◆ What to produce:
Your answer must be a word-for-word copy of the data.

Top of Data records

PR #3496, opened 2017-08-08
remove invalid special case in regalloc

MikeHolman:
We had special case in regalloc if we are storing to a tmp reg and the next instr has the same dst, we don't need to insert a store. Unfortunately, this is invalid in case the sym is also a source of the next instr.

Benchmark perf is flat.

OS: 11480955


LouisLaf:
Did you measure x86 as well?

LouisLaf:
:shipit:

MikeHolman:
Yup, measured both x86 and x64.

PR #3498, opened 2017-08-08
Fix bug in which we incorrectly copy-propagated away a load from a stack slot after boxing locals onto the heap

ricobbe:
OS:9682944

`test/Closures/copy-prop-stack-slot-test-framework.js` is not interesting for the purposes of this review; I copied it straight out of the original bug report.  Unfortunately, I was unable to find a way to remove this file and still reproduce the bug.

Bottom of Data records

◆ Answer space:
PR #3496, opened 2017-08-08
remove invalid special case in regalloc

MikeHolman:
We had special case in regalloc if we are storing to a tmp reg and the next instr has the same dst, we don't need to insert a store. Unfortunately, this is invalid in case the sym is also a source of the next instr.

Benchmark perf is flat.

OS: 11480955


LouisLaf:
Did you measure x86 as well?

LouisLaf:
:shipit:

MikeHolman:
Yup, measured both x86 and x64.

PR #3498, opened 2017-08-08
Fix bug in which we incorrectly copy-propagated away a load from a stack slot after boxing locals onto the heap

ricobbe:
OS:9682944

`test/Closures/copy-prop-stack-slot-test-framework.js` is not interesting for the purposes of this review; I copied it straight out of the original bug report.  Unfortunately, I was unable to find a way to remove this file and still reproduce the bug.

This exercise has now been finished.